Horiuchi's signature work in collage developed in the late 1950s. Inspired by weathered advertisements peeling from storefronts, he explored the evocative effects of torn paper glued to canvas. He painted the papers he would tear in deep, rich colors and a broad range of sumi blacks. He likened the process of tearing to ceramics, in which the maker surrenders control of the material to nature. His art became one of color, shape, and a refined sensitivity to placement; his compositions ranged from intimate to monumental. His themes were often the natural landscape, and as the successful sales of his work enabled him to travel regularly to Japan, many incorporated references to Japanese culture. In later years he increasingly sought an expression of repose, which he viewed as an antidote to the cacophony of contemporary life. He produced several thousand paintings (as he called the collages) in his lifetime.

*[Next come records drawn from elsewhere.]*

PR #5627, opened 2026-06-01
docs: document Fullscreen API feature

tltv:
RelatedTo: vaadin/flow#24326

### DIFF
--- a/articles/flow/advanced/fullscreen-api.adoc
+++ b/articles/flow/advanced/fullscreen-api.adoc
@@ -1,0 +1,97 @@
+---
+title: Fullscreen API
+page-title: How to use the Fullscreen API in Vaadin Flow
+description: Using the Fullscreen API to enter, exit, and observe fullscreen mode from the server side.
+meta-description: Use the server-side Fullscreen API in Vaadin Flow to enter and exit browser fullscreen mode for the entire page or a single component from Java code.
+order: 125
+---
+
+
+= [since:com.vaadin:vaadin@V25.2]#Fullscreen API#
+:toc:
+
+The [classname]`Fullscreen` API gives server-side Java code access to the https://developer.mozilla.org/en-US/docs/Web/API/Fullscreen_API[browser Fullscreen API]. It can fullscreen the entire page or a single component, exit fullscreen on demand, and expose the current fullscreen state as a reactive signal.
+
+[NOTE]
+The browser only allows a fullscreen request during a user gesture -- a click, a key press, or another transient activation. The API enforces this by attaching requests to a trigger component, so the request runs inside the DOM event that fires it. Calls from a constructor, a background thread, or a server push are rejected by the browser.
+
+
+== Entering Fullscreen
+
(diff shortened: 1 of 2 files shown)


articles/flow/advanced/fullscreen-api.adoc
mcollovati, line 1: Documentation on developer.mozilla.org also uses `Fullscreen` term, so I guess we can add `[fF]ullscreen` in .github/styles/config/vocabularies/Docs/accept.txt to get rid of these Vale warnings.

articles/flow/advanced/fullscreen-api.adoc
```diff
@@ -0,0 +1,97 @@
...
+---
+
+
+= [since:com.vaadin:vaadin@V25.2]#Fullscreen API#
+:toc:
+
+The [classname]`Fullscreen` API gives server-side Java code access to the https://developer.mozilla.org/en-US/docs/Web/API/Fullscreen_API[browser Fullscreen API]. It can fullscreen the entire page or a single component, exit fullscreen on demand, and expose the current fullscreen state as a reactive signal.
+
+[NOTE]
+The browser only allows a fullscreen request during a user gesture -- a click, a key press, or another transient activation. The API enforces this by attaching requests to a trigger component, so the request runs inside the DOM event that fires it. Calls from a constructor, a background thread, or a server push are rejected by the browser.
```
mcollovati: What's `another transient activation`? I think we should either provide an example or remove this part

mcollovati: > Calls from a constructor, ...

Does this refer to directly calling JavaScript Fullscreen API, e.g. with `executeJS`? If so, I would make it more explicit, otherwise it could seem that calling the Java API is not rejected.

articles/flow/advanced/fullscreen-api.adoc
```diff
@@ -0,0 +1,97 @@
...
+
+
+== Entering Fullscreen
+
+Bind a fullscreen request to a component the user can click. [methodname]`Fullscreen.onClick(Component)` returns a [classname]`FullscreenBinding` whose [methodname]`enter()` method registers the request with that component's click. The request then runs inside the browser's click handler and inherits the user gesture:
+
+[source,java]
+----
+Button fullscreenButton = new Button("Fullscreen");
```
mcollovati, line 25: not strictly related to the docs, but what happens if the button also has a server side click handler? Is it just compatible with the client side trigger?

mcollovati (changes requested):

articles/flow/advanced/fullscreen-api.adoc
tltv: Yes it's compatible, no `preventDefault` or `stopPropagation` in play stopping it from working.

articles/flow/advanced/fullscreen-api.adoc
tltv: Added

articles/flow/advanced/fullscreen-api.adoc
tltv: Changed to "touch tap".

Updated to more explicit.

mcollovati (approved):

Horiuchi's work in collage brought sustained success. The Seattle Art Museum and the Little Rock Fine Arts Museum presented solo exhibitions in 1958. With Dusanne's advocacy, he was featured in Time magazine and Art International , and his work included in Herbert Read's 1959 exhibition Moments of Vision in Rome and New York. A painting of his hung prominently at the 1962 Seattle World's Fair, where he was also commissioned to produce a large glass-mosaic mural as a permanent addition to the fairgrounds. Galleries in New York, Los Angeles, San Francisco, Portland, Seattle, and Japan represented his work. In the later 1960s, as the political environment and artistic taste changed, Horiuchi remained committed to his practice and, increasingly, his search for tranquility within it. With Dusanne's retirement, he exhibited with Woodside/Braseth Gallery in Seattle into the 1990s. A large retrospective exhibition was organized by the Seattle Art Museum and the University of Oregon in 1969, his work was featured at Expo '70 in Osaka, and he received numerous awards, including a Special Commendation from the governor of Washington State (1970), the Sacred Treasure Fourth Class from the Emperor of Japan (1976), and an honorary doctorate from Seattle University (1988). He continued to paint until 1996, when he was disabled by Alzheimer's disease, and died in 1999. His work hangs in numerous public and private collections in the Northwest.

Authored by Barbara Johns

For More Information

Johns, Barbara. Paul Horiuchi: East and West . Seattle: University of Washington Press in association with Museum of Northwest Art, 2008.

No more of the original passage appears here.